I'm pretty sure you'd know straight away if the cat had been bitten, a friend of mines dog got bitten by a brown and he said it immediately starting showing obvious signs of distress. Good idea burying it, we had a juvenile black snake in the driveway, I didn't want to take any chances with the dogs so I went after it with a shovel, I chucked it in the wheelie bin... burying it might have been a safer method of disposal


----------



## DamageInc (Feb 15, 2018)

When I lived in California, my dog tried to battle a rattlesnake in the yard. Put a stop to that real quick. Had it professionally removed.


----------



## Nemo (Feb 15, 2018)

Von blewitt said:


> I'm pretty sure you'd know straight away if the cat had been bitten, a friend of mines dog got bitten by a brown and he said it immediately starting showing obvious signs of distress


That's good to know. Thanks.


----------



## Nemo (Feb 15, 2018)

DamageInc said:


> When I lived in California, my dog tried to battle a rattlesnake in the yard. Put a stop to that real quick. Had it professionally removed.


I suspect tht the vetinary treatment of snakebite gets pretty exxie real fast.


----------



## DamageInc (Feb 15, 2018)

Nemo said:


> I suspect tht the vetinary treatment of snakebite gets pretty exxie real fast.



What does "exxie" mean? Is that Aussie slang for expensive?


----------



## Marek07 (Feb 15, 2018)

DamageInc said:


> What does "exxie" mean? Is that Aussie slang for expensive?


Indeed it is!


----------



## Matus (Feb 15, 2018)

DamageInc said:


> What does "exxie" mean? Is that Aussie slang for expensive?



I thought it means http://3.bp.blogspot.com/-zSqbJGDMMf4/UvJiGm8bT2I/AAAAAAAAcf4/wyQhl4bTdzA/s1600/Dead+cat+2.jpg


----------



## DamageInc (Feb 15, 2018)

My dog did never get bitten by a snake, but it did have its face de-gloved and its throat ripped open after it was mauled by coyotes. That was an expensive trip to the trauma vet. 6 weeks and a bucketload of vet bills later, she made a full recovery.


----------



## LifeByA1000Cuts (Feb 15, 2018)

"bad snake season" ... for a moment, I wondered whether you wanted recipes for snake


----------



## Nemo (Feb 15, 2018)

DamageInc said:


> My dog did never get bitten by a snake, but it did have its face de-gloved and its throat ripped open after it was mauled by coyotes. That was an expensive trip to the trauma vet. 6 weeks and a bucketload of vet bills later, she made a full recovery.

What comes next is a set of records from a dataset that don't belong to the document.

Issue #51, opened 2024-04-11
Create Tables with RLS on Supabase


violoncelloCH:
Create tables on supabase with corresponding RLS (Row Level Security)

- [x] create tables
- [x] configure RLS: https://supabase.com/docs/guides/database/postgres/row-level-security

violoncelloCH:
okay, so I did add the tables and the RLS policies to on Supabase.
@octogradiste could you review especially the policies? Thanks

violoncelloCH:
Ohh indeed, you're right!
Though that's actually just a selector for which role the rule applies to... public just means all roles, so I suppose it doesn't really make a difference, but I'm not completely sure. Would need to investigate further, but for now I changed the rule to only apply to authenticated users to be sure.
Thanks for the review!

PR #87, opened 2024-04-17
👌 IMPROVE: update Supabase DB table names and attributes to snake_cas…

violoncelloCH:
…e to match Supabase/Postgres requirements

Postgres policies for row level security (RLS) require the table names and attributes to be in snake_case rather than camelCase. I therefore changed this in the Supabase RemoteDataSource implementation as well.

in accordance with #51


violoncelloCH:
@octogradiste should be all ready now... SonarCloud is complaining obviously since we disabled the tests for the SupabaseDataSource

octogradiste (approved):
Thanks so much!! This will fix the pipeline so we can continue pushing to main. :)
There is still some work needed to handle the location of an event, but this some later PR.

violoncelloCH:
Indeed, I'm already working on correctly fetching an `Event`; it's not trivial to make the thing de-serialize correctly :/

PR #91, opened 2024-04-18
Feature/search tool

ntissieres:
I implemented here the search tool in order to apply filters on the events to display. HomeScreen have now a FilterContainer to store all differents filters value, that it passes to the SearchMenuSheet and then to the SearchMenuFilters.  SearchMenuSheet is the content of the bottom sheet who display either the filter mode, either the discover mode. Their will be respectively implemented in the SearchMenuFilter and SearchMenuDiscover.


ntissieres:
Still need to adapt the test and coverage...

PR #106, opened 2024-04-19
Adding  content inside the search menu

ntissieres:
First of all, i created a dataclass FiltersContainer which contains every filters we will use for the events to display. HomeScreen passes as argument to SearchMenuSheet a FiltersContainer to get the different filters. SearchMenuSheet is the component that display the search menu, and it is in charge of completing the tagname/id and can switch between filters mode or discover mode. According to the user, SearchMenuFilters or SearchMenuDiscover is displayed. SearchMenuFilters contains checkboxes to filter between epfl, section, class, pending, confirmed or full. By the end of the next sprint, it will also allowed to choose a period of time for the event. SearchMenuDiscover is actually not implemented.


app/src/main/java/com/github/swent/echo/compose/components/searchmenu/FiltersContainer.kt
```diff
@@ -0,0 +1,27 @@
...
+
+data class FiltersContainer(
+    var tagId: MutableState<String>,
+    var epflChecked: MutableState<Boolean>,
+    var sectionChecked: MutableState<Boolean>,
+    var classChecked: MutableState<Boolean>,
+    var pendingChecked: MutableState<Boolean>,
+    var confirmedChecked: MutableState<Boolean>,
+    var fullChecked: MutableState<Boolean>,
+    @Contextual var from: MutableState<ZonedDateTime>,
```
unglazedstamp, line 15: Why @Contextual is used here ? FiltersContainers has to be serializable ?

app/src/main/java/com/github/swent/echo/compose/components/searchmenu/SearchMenuFilters.kt
```diff
@@ -0,0 +1,198 @@
...
+        }
+    }
+}
+
+/*
+ * Composable to get a date from the user.
+ * TODO : Implement it, but I spend a bit too much time
+ *   on non-working solution so leaving it for next sprint
+ */
+@Composable fun DateInputSample(dateOutput: MutableState<ZonedDateTime>) {}
```
violoncelloCH, line 198: Hi, for the time selector slider, this component looks like it does what we need: https://developer.android.com/develop/ui/compose/components/slider
Did you try this?

unglazedstamp (dismissed):
Thanks a lot for these improvements !

Greenade (approved):
nice work ! love the look of the search sheet ! the force push to make a clean PR was a good move... 👍

PR #109, opened 2024-04-19
event and userProfile: fetch/set from supabase with all relations

### LINKED ISSUE #68: [repository] implement tags and participant relation for event and userProfile and fetch them correctly from supbase
implement the following in the form of relations:
- [x] tags on events
- [x] participants on events
- [x] tags on user_profiles

violoncelloCH:
correctly serialize and translate nested objects to DB relations (and inversely)
closes #68

### DIFF
--- a/app/src/main/java/com/github/swent/echo/data/supabase/SupabaseDataSource.kt
+++ b/app/src/main/java/com/github/swent/echo/data/supabase/SupabaseDataSource.kt
@@ -15,9 +15,7 @@ import io.github.jan.supabase.SupabaseClient
 import io.github.jan.supabase.postgrest.from
 import io.github.jan.supabase.postgrest.query.Columns
 
-class SupabaseDataSource(supabaseClient: SupabaseClient) : RemoteDataSource {
-
-    var supabase = supabaseClient
+class SupabaseDataSource(private val supabase: SupabaseClient) : RemoteDataSource {
 
     override suspend fun getAssociation(associationId: String): Association {
         return supabase
@@ -30,17 +28,16 @@ class SupabaseDataSource(supabaseClient: SupabaseClient) : RemoteDataSource {
         return supabase.from("associations").select().decodeList<Association>()
     }
 
+    companion object {
+        const val QUERY_EVENT =
+            "event_id, user_profiles!public_events_creator_id_fkey(user_id, name), associations(association_id, name, description), title, description, event_tags(tags(tag_id, name, parent_id)), location_name, location_lat, location_long, start_date, end_date, participant_count, max_participants, image_id"
+    }
+
     override suspend fun getEvent(eventId: String): Event {
         var event =
             supabase
                 .from("events")
-                .select(
-                    Columns.raw(
-                        "event_id, user_profiles!public_events_creator_id_fkey(user_id, name), associations(association_id, name, description), title, description, event_tags(tags(tag_id, name)), location_name, location_lat, location_long, start_date, end_date, participant_count, max_participants, image_id"
-                    )
-                ) {
-                    filter { eq("event_id", eventId) }
-                }
+                .select(Columns.raw(QUERY_EVENT)) { filter { eq("event_id", eventId) } }
                 .decodeSingle<EventSupabase>()
         return event.toEvent()
     }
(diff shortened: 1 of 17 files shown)


app/src/main/java/com/github/swent/echo/data/supabase/SupabaseDataSource.kt
```diff
@@ -0,0 +1,98 @@
...
+import com.github.swent.echo.data.supabase.entities.EventSupabaseSetter
+import com.github.swent.echo.data.supabase.entities.EventTagSupabase
+import com.github.swent.echo.data.supabase.entities.UserProfileSupabase
+import com.github.swent.echo.data.supabase.entities.UserProfileSupabaseSetter
+import com.github.swent.echo.data.supabase.entities.UserTagSupabase
+import io.github.jan.supabase.SupabaseClient
+import io.github.jan.supabase.postgrest.from
+import io.github.jan.supabase.postgrest.query.Columns
+
+class SupabaseDataSource(supabaseClient: SupabaseClient) : RemoteDataSource {
```
octogradiste, line 18: You could use `(private val supabase: SupabaseClient)` instead and remove `var supabase = supabaseClient`.

app/src/main/java/com/github/swent/echo/data/supabase/SupabaseDataSource.kt
```diff
@@ -0,0 +1,98 @@
...
+        return supabase.from("associations").select().decodeList<Association>()
+    }
+
+    override suspend fun getEvent(eventId: String): Event {
+        var event =
+            supabase
+                .from("events")
+                .select(
+                    Columns.raw(
+                        "event_id, user_profiles!public_events_creator_id_fkey(user_id, name), associations(association_id, name, description), title, description, event_tags(tags(tag_id, name)), location_name, location_lat, location_long, start_date, end_date, participant_count, max_participants, image_id"
```
octogradiste, line 39: Isn't the id of the parent tag missing? Or maybe I can just not read SQL queries...

app/src/main/java/com/github/swent/echo/data/supabase/SupabaseDataSource.kt
```diff
@@ -0,0 +1,98 @@
...
+        supabase.from("event_tags").upsert(eventTags)
+    }
+
+    override suspend fun getAllEvents(): List<Event> {
+        var events =
+            supabase
+                .from("events")
+                .select(
+                    Columns.raw(
+                        "event_id, user_profiles!public_events_creator_id_fkey(user_id, name), associations(association_id, name, description), title, description, event_tags(tags(tag_id, name)), location_name, location_lat, location_long, start_date, end_date, participant_count, max_participants, image_id"
```
octogradiste, line 62: Id of parent tag is probably missing.

app/src/main/java/com/github/swent/echo/data/supabase/SupabaseDataSource.kt
```diff
@@ -0,0 +1,98 @@
...
+    override suspend fun getAllTags(): List<Tag> {
+        return supabase.from("tags").select().decodeList<Tag>()
+    }
+
+    override suspend fun getUserProfile(userId: String): UserProfile {
+        var userProfile =
+            supabase
+                .from("user_profiles")
+                .select(
+                    Columns.raw("user_id, name, semester, section, user_tags(tags(tag_id, name))")
```
octogradiste, line 82: Id of parent tag is probably missing.

octogradiste (changes requested):
Thanks so much!! The code is really easy to read and of good quality :) One thing I'm not sure is if you are actually getting the `parentId` of the tags properly.

app/src/main/java/com/github/swent/echo/data/supabase/SupabaseDataSource.kt
octogradiste: Also, I forgot to add: this should be a constant as you are using it twice. To add constant in Kotlin, you can use `companion object`s:
```kotlin
companion object {
  const val QUERY = "...."
}
```
Just add the `companion object` inside your class and use `QUERY` as constant.

app/src/main/java/com/github/swent/echo/data/supabase/SupabaseDataSource.kt
violoncelloCH: you're right... I just moved this file actually and didn't touch this part o the code, but it makes sense obviously! I'll change that.

app/src/main/java/com/github/swent/echo/data/supabase/SupabaseDataSource.kt
violoncelloCH: You're absolutely right that `parent_tag` field is missing; great catch! This was actually changed while I've already been working on it and I didn't realize it while rebasing. Since the fields is nullable I also didn't catch this during testing. I'll add the `parent_tag`.

And yes, that makes sense to put that query into a constant. Thanks for indicating how to do this :)

octogradiste (approved):
Looks good to me!

PR #112, opened 2024-04-22
Define the interface of the local data source

octogradiste:


app/src/main/java/com/github/swent/echo/data/repository/datasources/LocalDataSource.kt
```diff
@@ -1,5 +1,53 @@
...
+/**
+ * The local data source.
+ *
+ * Note that all the getters return null when the data is not found locally.
+ */
 interface LocalDataSource {
-    fun getData(): String
+
+    /** Initialize the local data source. */
+    suspend fun initialize()
```
violoncelloCH, line 16: I'm wondering if there is any interest in having this here. Anyways initializing the DB should be a one-time action that's never repeated. Does it make sense for the consumer of the LocalDataSource (i.e. the Repository) to care about whether Room is initialized? Would it maybe make more sense to not expose this and just have room initialize itself either on the first startup of the app, a hook during login/registration or simply when one of it's other methods is called for the first time ?

violoncelloCH (dismissed):
Solid interface design. I can't see anything missing for now. Just a small comment or rather question below.

app/src/main/java/com/github/swent/echo/data/repository/datasources/LocalDataSource.kt
octogradiste: You're right! I added this as I thought we might need to do some initialization logic, but after starting implementing the interface and reading through the docs of room, I didn't find anything that should be initialized... Therefore, I removed it.

violoncelloCH: okay great :)

violoncelloCH (approved):

PR #113, opened 2024-04-22
Feature/tag selection composable

unglazedstamp:
The tag selection dialog composable, need the tag viewmodel merged first #111

### DIFF
--- a/app/src/main/java/com/github/swent/echo/compose/components/TagSelectionDialog.kt
+++ b/app/src/main/java/com/github/swent/echo/compose/components/TagSelectionDialog.kt
@@ -40,10 +40,13 @@ fun TagSelectionDialog(
     val currentDepth = tagViewModel.currentDepth.collectAsState()
     val hasSubTags = currentDepth.value < tagViewModel.maxDepth
     Dialog(onDismissRequest = onDismissRequest, properties = dialogProperties) {
-        Card(modifier = Modifier.padding(vertical = 30.dp)) {
+        Card(modifier = Modifier.padding(vertical = 30.dp).testTag("tag-dialog")) {
             Column(modifier = Modifier.verticalScroll(rememberScrollState())) {
                 Row {
-                    IconButton(onClick = tagViewModel::goUp) {
+                    IconButton(
+                        onClick = tagViewModel::goUp,
+                        modifier = Modifier.testTag("tag-back-button")
+                    ) {
                         val icon = Icons.Filled.KeyboardArrowLeft
                         Icon(imageVector = icon, contentDescription = icon.name)
                     }
@@ -77,10 +80,15 @@ fun TagSelectionDialogEntry(
         modifier = Modifier.padding(5.dp).fillMaxWidth(),
         horizontalArrangement = Arrangement.SpaceBetween
     ) {
-        TextButton(onClick = { onTagClicked(tag) }, modifier = Modifier) { Text(tag.name) }
+        TextButton(
+            onClick = { onTagClicked(tag) },
+            modifier = Modifier.testTag("${tag.name}-select-button")
+        ) {
+            Text(tag.name)
+        }
         if (hasSubTags) {
             IconButton(
-                modifier = Modifier.testTag("${tag.name}-button"),
+                modifier = Modifier.testTag("${tag.name}-subtag-button"),
                 onClick = { onTagArrowClicked(tag) }
             ) {
                 val icon = Icons.Filled.KeyboardArrowRight
--- a/app/src/main/java/com/github/swent/echo/compose/components/TagSelectionDialog.kt
+++ b/app/src/main/java/com/github/swent/echo/compose/components/TagSelectionDialog.kt
@@ -1,0 +1,91 @@
+package com.github.swent.echo.compose.components
+
+import androidx.compose.foundation.layout.Arrangement
+import androidx.compose.foundation.layout.Column
+import androidx.compose.foundation.layout.Row
+import androidx.compose.foundation.layout.Spacer
+import androidx.compose.foundation.layout.fillMaxWidth
+import androidx.compose.foundation.layout.padding
+import androidx.compose.foundation.rememberScrollState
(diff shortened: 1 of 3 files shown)


ntissieres (changes requested):
While the repository still not functional, I don't think it's a good idea to approve a code that would crash if used. It may be preferable to comment every use of the repository and replace it by an intermediate compilable version of it, in order to test it in the emulator to see if everything looks fine (more importantly for UI). For example, you could comment every call to the repository and put direct value instead, and accept a nullable repository for TagViewModel.

unglazedstamp:
I agree with you. However this is addressed in #136 which replaces the remote database by a local storage, once it's done you will be able to launch the app and check the UI. If I hardcode tags now, I will have to revert these changes later, so I prefer to wait for the local storage to be merged so that we don't have to go back to each hardcoded composable of the project when we connect the remote database.

ntissieres:
Good point. Considering the code, it seems perfect and ready to be merged after the #136

app/src/main/java/com/github/swent/echo/compose/components/TagSelectionDialog.kt
```diff
@@ -0,0 +1,99 @@
...
+fun TagSelectionDialog(
+    onDismissRequest: () -> Unit,
+    dialogProperties: DialogProperties = DialogProperties(),
+    tagViewModel: TagViewModel,
+    onTagSelected: (Tag) -> Unit
+) {
+    val tags = tagViewModel.tags.collectAsState()
+    val currentDepth = tagViewModel.currentDepth.collectAsState()
+    val hasSubTags = currentDepth.value < tagViewModel.maxDepth
+    Dialog(onDismissRequest = onDismissRequest, properties = dialogProperties) {
```
ntissieres, line 42: It would be better to have a fixed size Dialog (modifier.width(...).height(...)), because actually the size of the composable change each time to fit what to display

app/src/main/java/com/github/swent/echo/compose/components/TagSelectionDialog.kt
```diff
@@ -0,0 +1,99 @@
...
+        Card(modifier = Modifier.padding(vertical = 30.dp).testTag("tag-dialog")) {
+            Column(modifier = Modifier.verticalScroll(rememberScrollState())) {
```
ntissieres, line 44: LazyColumn is more adapted than a Column for scrollable list, it is more optimized (https://stackoverflow.com/questions/73734918/android-compose-difference-between-lazycolumn-and-column-with-verticalscroll)

app/src/main/java/com/github/swent/echo/compose/components/TagSelectionDialog.kt
```diff
@@ -0,0 +1,99 @@
...
+                Row {
+                    IconButton(
+                        onClick = tagViewModel::goUp,
+                        modifier = Modifier.testTag("tag-back-button")
+                    ) {
+                        val icon = Icons.Filled.KeyboardArrowLeft
+                        Icon(imageVector = icon, contentDescription = icon.name)
+                    }
+                }
+                Spacer(Modifier.padding(5.dp))
```
ntissieres, line 54: Maybe Modifier.height would make more sense here, padding add 5.dp on top and on bottom so 10.dp and is not really meant for that type of situation

app/src/main/java/com/github/swent/echo/compose/components/TagSelectionDialog.kt
```diff
@@ -0,0 +1,99 @@
...
+                for (tag in tags.value) {
+                    TagSelectionDialogEntry(
```
ntissieres, line 56: I'm not certain it's really intuitive to click on the text to select a tag, I would say we're used to click on the row (text + arrow included) to dive into the subtag, and maybe have an "add" icon after the arrow to effectivelly select the tag

app/src/main/java/com/github/swent/echo/compose/components/TagSelectionDialog.kt
```diff
@@ -0,0 +1,99 @@
...
+        modifier = Modifier.padding(5.dp).fillMaxWidth(),
+        horizontalArrangement = Arrangement.SpaceBetween
+    ) {
+        TextButton(
+            onClick = { onTagClicked(tag) },
+            modifier = Modifier.testTag("${tag.name}-select-button")
+        ) {
+            Text(tag.name)
+        }
+        if (hasSubTags) {
```
ntissieres, line 89: Maybe it's an error on the simple repository but the hasSubTags doesn't work, it still appears when we reach the "childest" tag (like Football) and reach a page with nothing

ntissieres (changes requested):
Overall the tag selection works fine but some little changes still required

app/src/main/java/com/github/swent/echo/compose/components/TagSelectionDialog.kt
unglazedstamp: That's true, I fixed it

app/src/main/java/com/github/swent/echo/compose/components/TagSelectionDialog.kt
unglazedstamp: Removed it

app/src/main/java/com/github/swent/echo/compose/components/TagSelectionDialog.kt
unglazedstamp: Thanks for the suggestion, I will change that

app/src/main/java/com/github/swent/echo/compose/components/TagSelectionDialog.kt
unglazedstamp: I think it will  be confusing to add another Icon, but maybe I don't get it , we can discuss that after the next meeting

ntissieres (approved):
The changes are approved, nice work !

PR #116, opened 2024-04-23
Adapt the event and tag data class to fit the backend

octogradiste:
I added a new `parentId` field to the `Tag`. This is necessary for building the tree structure we want to achieve with the tags.

Also, I simplified the `Event` model. The `creator` is now of type `EventCreator` which has a `userId` and a `name`. The reasoning behind this is, that we don't want to store a full `UserProfile` in the `Event` data class, as the `UserProfile` has many other fields (`semester`, `section`, and `tags`) which are not relevant. Those should be fetched separately by the app if it needs the full profile.


violoncelloCH (approved):
LGTM, thanks - this will simplify querying events from the database and reduce the query complexity!

PR #120, opened 2024-04-24
Fix/homescreen modularization

ntissieres:
Modularisation the HomeScreen Component to have the TopAppBar and the hamburger menu in separate files


Greenade (approved):
very nice modularisation ! Will be much more readable and will definitely help me make the viewModel 💯

PR #124, opened 2024-04-24
Feature/home-screen-view-model

Greenade:
created the viewModel fot the homescreen and updated the homescreen and all subclasses with the viewModel


Greenade:
/!\ adding the viewmodel to the homescreen makes the app crash /!\ 
need help please @unglazedstamp  @octogradiste 
I tried basically adding nothing and simply passing the viewmodel as an argument to the home screen in AppNavigationHost but the app crashes instantly.

app/src/main/java/com/github/swent/echo/viewmodels/HomeScreenViewModel.kt
```diff
@@ -0,0 +1,167 @@
...
+            )
+        refreshFiltersContainer()
+    }
+
+    // End of methods to set the filters container values
+
+    private fun filterEvents() {
+        _displayEventList.value =
+            allEventsList.filter { event ->
+                event.tags.any { tag -> filterTagList.any { tag2 -> tag.tagId == tag2.tagId } }
```
octogradiste, line 126: You could use `event.tags.any { tag -> filterTagList.contains(tag) }`. Makes it easier to read... But your solution works as well.

app/src/test/java/com/github/swent/echo/viewmodels/HomeScreenViewModelTest.kt
```diff
@@ -0,0 +1,118 @@
...
+        Dispatchers.setMain(StandardTestDispatcher(scheduler))
+        runBlocking {
+            homeScreenViewModel = HomeScreenViewModel(mockedRepository, fakeAuthenticationService)
+        }
+        scheduler.runCurrent()
+    }
+
+    @Test
+    fun overlayTest() {
+        TestCase.assertEquals(homeScreenViewModel.overlay.value, Overlay.NONE)
```
octogradiste, line 43: I think the standard `assertEquals` should be imported from `import org.junit.Assert.*`... Probably this `assertEquals` from `TestCase` does the same but I think to also be more consistent with the other test we should use the first one.

app/src/main/java/com/github/swent/echo/compose/components/TopAppBar.kt
```diff
@@ -21,15 +22,23 @@ import androidx.compose.ui.res.stringResource
...
 import kotlinx.coroutines.CoroutineScope
 import kotlinx.coroutines.launch
 
 @OptIn(ExperimentalMaterial3Api::class)
 @Composable
-fun TopAppBar(scope: CoroutineScope, drawerState: DrawerState, mode: MutableState<MapOrListMode>) {
+fun TopAppBar(
+    scope: CoroutineScope,
+    drawerState: DrawerState,
+    homeScreenViewModel: HomeScreenViewModel
```
octogradiste, line 35: I think here the `mode` could be just of type `MapOrListMode` and not `MutableState<MapOrListMode>` makes the composable cleaner (stateless).

octogradiste (changes requested):
Thanks so much for working on this!!! There are some minor things to change but overall I really like your view model :) Great work!!!

The only thing which is not clean/good, is that you're passing down the view model to all the child composables. This is considered bad practice, see the last bullet point from the [docs](https://developer.android.com/topic/libraries/architecture/viewmodel#best-practices). Not doing this, actually makes everything easier: you don't have to change the signature of all other composables, just get the value indside the home screen (using `by ....collectAsState()`) and then provide directly the actual values to the child composables

octogradiste:
One more thing I forgot to add: you have a lot of reformat commits, maybe we could do an interactive rebase and clean up the git history...

app/src/main/java/com/github/swent/echo/viewmodels/HomeScreenViewModel.kt
Greenade: I wrote that previously but it didn't seem to work idk why 🧐

app/src/test/java/com/github/swent/echo/viewmodels/HomeScreenViewModelTest.kt
Greenade: True I'll change that

app/src/main/java/com/github/swent/echo/compose/components/TopAppBar.kt
Greenade: True

app/src/main/java/com/github/swent/echo/viewmodels/HomeScreenViewModel.kt
```diff
@@ -0,0 +1,243 @@
...
+            )
+        )
+    val filtersContainer = _filtersContainer.asStateFlow()
+
+    private val _profileName =
+        MutableStateFlow<String>("John Doe") // placeholder until we have user profiles
+    val profileName = _profileName.asStateFlow()
+    private val _profileClass =
+        MutableStateFlow<String>("IN - BA6") // placeholder until we have user profiles
+    val profileClass = _profileClass.asStateFlow()
```
octogradiste, line 72: `profileName ` and `profileClass` are not yet used. It would be cool if the hamburger menu would use those values.

app/src/main/java/com/github/swent/echo/compose/components/HomeScreen.kt
```diff
@@ -8,118 +8,105 @@ import androidx.compose.material3.ModalNavigationDrawer
...
     val scope = rememberCoroutineScope()
+    val mode by homeScreenViewModel.mode.collectAsState()
+
     // Hamburger menu compose
     ModalNavigationDrawer(
         // Content of the hamburger menu
-        drawerContent = { HamburgerMenuDrawerSheet(navActions, drawerState, scope, {}) },
+        drawerContent = {
+            HamburgerMenuDrawerSheet(navActions, drawerState, scope) {
+                homeScreenViewModel.signOut()
```
octogradiste, line 40: Here, we should call `navActions.navigateTo(Routes.LOGIN)` to redirect the user to the login screen.

app/src/main/java/com/github/swent/echo/compose/components/HomeScreen.kt
```diff
@@ -8,118 +8,105 @@ import androidx.compose.material3.ModalNavigationDrawer
...
+                onDismiss = { homeScreenViewModel.clearOverlay() },
+                searchEntryCallback = { s -> homeScreenViewModel.onSearchEntryChanged(s) },
+                epflCallback = { homeScreenViewModel.onEpflCheckedSwitch() },
+                sectionCallback = { homeScreenViewModel.onSectionCheckedSwitch() },
+                classCallback = { homeScreenViewModel.onClassCheckedSwitch() },
+                pendingCallback = { homeScreenViewModel.onPendingCheckedSwitch() },
+                confirmedCallback = { homeScreenViewModel.onConfirmedCheckedSwitch() },
+                fullCallback = { homeScreenViewModel.onFullCheckedSwitch() },
+                sortByCallback = { sortBy -> homeScreenViewModel.onSortByChanged(sortBy) },
+                resetFiltersCallback = { homeScreenViewModel.resetFiltersContainer() }
```
octogradiste, line 109: Here you could use a simper syntax, e.g. `onDismiss = homeScreenViewModel::clearOverlay`, avoids wrapping functions into functions. This also works for functions with arguments as long as the signature is the same, e.g. `searchEntryCallback = homeScreenViewModel::onSearchEntryChanged`. Note that there are a lot of other places you could use this syntax, but I didn't add a comment every time.

octogradiste (changes requested):
Excellent work! I've not much to add, every thing looks fine. Also, good job on cleaning up the git history :)

app/src/main/java/com/github/swent/echo/viewmodels/HomeScreenViewModel.kt
Greenade: oh yeah I forgot I added those x) I'll change that

app/src/main/java/com/github/swent/echo/compose/components/HomeScreen.kt
Greenade: makes sense

app/src/main/java/com/github/swent/echo/compose/components/HomeScreen.kt
Greenade: oh that's good I'll use that

octogradiste (approved):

Sounds really nasty. Glad she made it through.

My dog's vet visits have mostly been related to him eating stuff that he shouldn't have eaten.


----------



## Nemo (Feb 15, 2018)

Matus said:


> I thought it means http://3.bp.blogspot.com/-zSqbJGDMMf4/UvJiGm8bT2I/AAAAAAAAcf4/wyQhl4bTdzA/s1600/Dead+cat+2.jpg


Not yet fortunately.


----------



## Nemo (Feb 15, 2018)

LifeByA1000Cuts said:


> "bad snake season" ... for a moment, I wondered whether you wanted recipes for snake


I think I've seen video of aboriginal people char grilling them on an open fire. Not sure if Browns are on the menu though.


----------



## DamageInc (Feb 15, 2018)

Nemo said:


> Sounds really nasty. Glad she made it through.
> 
> My dog's vet visits have mostly been related to him eating stuff that he shouldn't have eaten.



There was one funny part. My dog had to have some tubes inserted all the way around her neck for a while afterwards. We called her Frankenstein.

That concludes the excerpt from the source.